### Brief
What you produce should be every line from the data that includes "class".

Collected data
PR #3476, opened 2022-04-19
[DO NOT MERGE] Test reviewdog

himkt:
Sorry for raising the meaningless PR. It tests reviewdog workflow.

### DIFF
--- a/optuna/logging.py
+++ b/optuna/logging.py
@@ -34,7 +34,7 @@ def _get_library_name() -> str:
 
 def _get_library_root_logger() -> logging.Logger:
 
-    return logging.getLogger(_get_library_name())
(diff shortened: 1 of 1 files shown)


himkt:
@kmaehashi told me that `GITHUB_TOKEN` attached to a workflow triggered by PR events outside from `optuna/optuna` has only `read` permission.  

🔗 https://github.com/optuna/optuna/blob/15438dae5f58a7258dfd1e12d353287e1163e2bb/.github/workflows/reviewdog.yml#L4

We need to use `pull_request_target` to pass a token of `optuna/optuna` or create a dedicated personal token to make this workflow work.

🔗 https://docs.github.com/en/actions/using-workflows/events-that-trigger-workflows

PR #3477, opened 2022-04-20
Revise docstring in MLFflow and WandB callbacks

nzw0301:
## Motivation

I suppose we have room to improve the docstring in the callback pages as introduced by this PR. In addition, [the description of the `MLflowCallback` docstring](https://optuna.readthedocs.io/en/latest/reference/generated/optuna.integration.MLflowCallback.html#optuna.integration.MLflowCallback) is broken. A note section is added between `Retuned Types` and `Raises`, as a result, we see two- `Parameters` sections. See the following screenshot:

Screenshot 2022-04-20 at 20 16 37

## Description of the changes

- The decorator's examples can move to the more exact place: `track_in_*` method section.
- We would like to use an informative example in `track_in_wandb`. To do so, this PR uses the same objective definition in the example as MLFLow's `track_in_mlflow` example.
- Fix the note section in mlflow. As a result, the note section is shown as follows:

Screenshot 2022-04-20 at 20 23 48

### DIFF
--- a/optuna/integration/wandb.py
+++ b/optuna/integration/wandb.py
@@ -73,7 +73,7 @@ class WeightsAndBiasesCallback(object):
             from optuna.integration.wandb import WeightsAndBiasesCallback
 
             wandb_kwargs = {"project": "my-project"}
-            wandbc = WeightsAndBiasesCallback(wandb_kwargs=wandb_kwargs)
+            wandbc = WeightsAndBiasesCallback(wandb_kwargs=wandb_kwargs, as_multirun=True)
 
 
             @wandbc.track_in_wandb()
@@ -82,7 +82,7 @@ class WeightsAndBiasesCallback(object):
                 return (x - 2) ** 2
 
 
-            study = optuna.create_study(as_multirun=True)
+            study = optuna.create_study()
             study.optimize(objective, n_trials=10, callbacks=[wandbc])
 
 
--- a/optuna/integration/wandb.py
+++ b/optuna/integration/wandb.py
@@ -86,29 +86,6 @@ class WeightsAndBiasesCallback(object):
             study.optimize(objective, n_trials=10, callbacks=[wandbc])
 
 
-        Add additional logging to Weights & Biases.
-
-        .. code::
-
-            import optuna
-            from optuna.integration.wandb import WeightsAndBiasesCallback
-            import wandb
-
-            wandb_kwargs = {"project": "my-project"}
-            wandbc = WeightsAndBiasesCallback(wandb_kwargs=wandb_kwargs)
-
-
-            @wandbc.track_in_wandb()
-            def objective(trial):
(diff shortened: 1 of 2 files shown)


toshihikoyanase:
@contramundum53 Could you review this PR, please?
It only update the layout of the reference, so I think you can merge it with a single approval.

contramundum53:
Thank you for your PR, it looks good to me!

contramundum53 (dismissed):

optuna/integration/wandb.py
```diff
@@ -212,6 +189,33 @@ def track_in_wandb(self) -> Callable:
...
+
+                wandb_kwargs = {"project": "my-project"}
+                wandbc = WeightsAndBiasesCallback(wandb_kwargs=wandb_kwargs)
+
+
+                @wandbc.track_in_wandb()
+                def objective(trial):
+                    x = trial.suggest_float("x", -10, 10)
+                    mlflow.log_param("power", 2)
+                    mlflow.log_metric("base of metric", x - 2)
```
contramundum53, line 210: Sorry I cannot test this code because I am not a user of wandb, but is it possible to use `mlflow.log_param` or `mlflow.log_metric` in `wandbc.track_in_wandb`? If so, doesn't this example need `import mlflow`?

toshihikoyanase: Good catch! I guess the `mlflow` example happened to contaminate the wandb example.
We can simply move the example in this file.
```
            @wandbc.track_in_wandb()
            def objective(trial):
                loss = (x - 2) ** 2
                wandb.log({"loss": loss})
                return loss
```

nzw0301: Thank you for pointing out this! I intended to use a similar example code to mlflow because the original example was not informative; `loss` is stored as an objective value and `loss` is overwritten by each`wandb.log` with WeightsAndBiasesCallback(multi_run=False), which is the default.


I revised the example as in https://github.com/optuna/optuna/pull/3477/commits/b9a0f576975d53e0ff40787bc9900248f36954ef.

optuna/integration/wandb.py
```diff
@@ -73,7 +73,7 @@ def objective(trial):
             from optuna.integration.wandb import WeightsAndBiasesCallback
 
             wandb_kwargs = {"project": "my-project"}
-            wandbc = WeightsAndBiasesCallback(wandb_kwargs=wandb_kwargs)
+            wandbc = WeightsAndBiasesCallback(wandb_kwargs=wandb_kwargs, as_multirun=True)
```
nzw0301, line 76: Note suggested in https://github.com/optuna/optuna/pull/3513.

optuna/integration/wandb.py
contramundum53: Thanks, LGTM!

contramundum53 (approved):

### Task response
@@ -73,7 +73,7 @@ class WeightsAndBiasesCallback(object):
@@ -82,7 +82,7 @@ class WeightsAndBiasesCallback(object):
@@ -86,29 +86,6 @@ class WeightsAndBiasesCallback(object):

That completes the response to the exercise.